Maharao of Sirohi (1875 - 1920)

Sir Kesari Singh was the Maharao of Sirohi from 1875 until his abdication in 1920.
==Birth and education==
He was born on 20 July 1857 in Poshina to Umaid Singh II. He received his education from Guran Lakhmi Chand, and later from Srimali Pandit Daulat Ram. After Daulat Ram’s death, he was taught by Pandit Ganesha Datta. On the advice of the Political Agent, he subsequently studied English under tutors such as Janki Prasad, Hari Shankar Ojha, and Shankarji Trivedi. He was also trained in the use of weapons.

== Reign ==
Upon the death of his father on 16 September 1875, he succeeded him as the Maharao of Sirohi. He was vested with full administrative powers on 24 November 1875. In 1868, he built the Kesar Bhawan Palace at Mount Abu. On account of his old age, he abdicated on 29 April 1920 in favour of his son, Sarup Ram Singh, but retained his titles and the gun salute.

== Personal life ==

=== Marriages ===
He married four times. His first marriage was in 1875 to Parmarji, a daughter of Jalam Singh, the Maharana of Danta. She died in 1899. His second marriage was in 1884 to Chavdiji, a daughter of Abhai Singh, the Thakore of Varsoda. She died in 1887. His third marriage took place in 1888 to Man Kunwar, a daughter of Narandevji II, the Raja of Dharampur. His fourth marriage was in 1896 to a daughter of Mangal Singh, the Raja of Bhinai.

=== Children ===
By his first marriage, he had a son, Sarup Ram Singh. By his third marriage, he had a son, Man Singh. By his third wife, he had a son, Lakshman Singh, and three daughters: Anand Kanwar, Hait Kanwar, and Padam Kunwar. By his fourth wife, he had a son, Narain Singh.

== Death ==
He died on 16 January 1925 and was succeeded by his son Sarup Ram Singh.
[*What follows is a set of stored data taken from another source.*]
PR #2265, opened 2023-02-11
usdviewq: minor fixes when selecting and traversing collections in the property view

mattyjams:
Hello! :)

### Description of Change(s)

This PR addresses two small issues when working with `UsdCollectionAPI`s in the property view of `usdview`.

Collections can end up targeting other collections in their relationships using paths that identify the collection by name but otherwise do not correspond to a prim or a property. There were a few places in usdview that were getting tripped up by this.

The issues can both be seen when `usdview` is opened using the existing `UsdCollectionAPI` test scene:

```
usdview pxr/usd/usd/testenv/testUsdCollectionAPI/Test.usda
```

- Select the `/CollectionTest/Geom` prim in the prim view
- Expand the `collection:allGeom:includes` relationship in the property view
- Select the second target in the relationship that targets the path `/CollectionTest/Geom/Shapes.collection:allShapes`

You should see a warning similar to this output in the terminal:

```
Warning: in SdfPath at line 151 of C:\USD_src\pxr\usd\sdf\path.cpp -- Ill-formed SdfPath <>: syntax error
```

- Right-click that same target to open the context menu and click the "Select Target Path" action

You should see a warning similar to this output in the terminal:

```
      File "C:\USD_inst\lib\python\pxr\Usdviewq\attributeViewContextMenu.py", line 207, in RunCommand
        _selectPrimsAndProps(self._dataModel, paths)
      File "C:\USD_inst\lib\python\pxr\Usdviewq\attributeViewContextMenu.py", line 81, in _selectPrimsAndProps
        raise PropertyNotFoundException(path)
    pxr.Usdviewq.common.PropertyNotFoundException: Property not found at path in stage: /CollectionTest/Geom/Shapes.collection:allShapes
```

And the selection will not change off of the `/CollectionTest/Geom` prim.

---

With the changes here, neither of these warnings should appear, and using the "Select Target Path" action on a UsdCollectionAPI path will cause that collection's prim to be selected.

### Fixes Issue(s)
N/A

### DIFF
--- a/pxr/usdImaging/usdviewq/attributeViewContextMenu.py
+++ b/pxr/usdImaging/usdviewq/attributeViewContextMenu.py
@@ -24,6 +24,7 @@
 
 from .qt import QtGui, QtWidgets, QtCore
 from pxr import Sdf
+from pxr import Usd
 from .usdviewContextMenuItem import UsdviewContextMenuItem
 from .common import (PropertyViewIndex, PropertyViewDataRoles,
                      PrimNotFoundException, PropertyNotFoundException)
@@ -68,6 +69,11 @@ def _selectPrimsAndProps(dataModel, paths):
         if not prim:
             raise PrimNotFoundException(primPath)
         prims.append(prim)
+
+        # No property will exist for a CollectionAPI path, so skip trying
+        # to get one and just use the prim on which the collection is authored.
+        if Usd.CollectionAPI.IsCollectionAPIPath(path):
+            continue
 
         if path.IsPropertyPath():
             prop = prim.GetProperty(path.name)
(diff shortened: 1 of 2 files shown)


tallytalwar:
Filed as internal issue #USD-8001

crevilla:
So we have a change in progress that will make these changes unnecessary.
The first is that we are about to update the UsdCollectionAPI schema so that the collection:{name} property path  will actually exist as an opaque valued type attribute in the CollectionAPI schema. With this change, the "Select Target Path" will actually be able select the collection attribute.
The second is that even with the collection:{name} attribute existing, there's a bug in the _updatePropertiesFromPropertyView code that assumes all relationship targets must be prim paths when in actuality they can be prim or property paths. With that fixed _ensureValidTargetPath should no longer receive an empty path when the collection:{name} target is selected.

mattyjams:
Cool! Both of those changes sound great to me.

Thanks for taking a look @crevilla!

tallytalwar:
@crevilla 's change discussed above is available in dev branch now: 6c826c5408bdc4d9a4b3f138bf59ae8d6337ea46

Closing this PR.

mattyjams:
I just gave this a try in the dev branch and it's working great for me.

Thanks again, @crevilla and @tallytalwar!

== Titles, styles and honours ==

=== Titles and styles ===
The hereditary title of Maharao was conferred on him by the Victoria in 1899. At the Delhi Durbar of 1911, George V conferred upon him the title of Maharajadhiraja as a hereditary distinction.

=== Honours ===
He was made a Knight Commander of the Order of the Star of India in 1895 and a Knight Grand Commander of the Order of the Indian Empire in 1901. As the ruler of Sirohi, he was entitled to a salute of 15 guns. His salute was later raised to 17 guns as a personal distinction.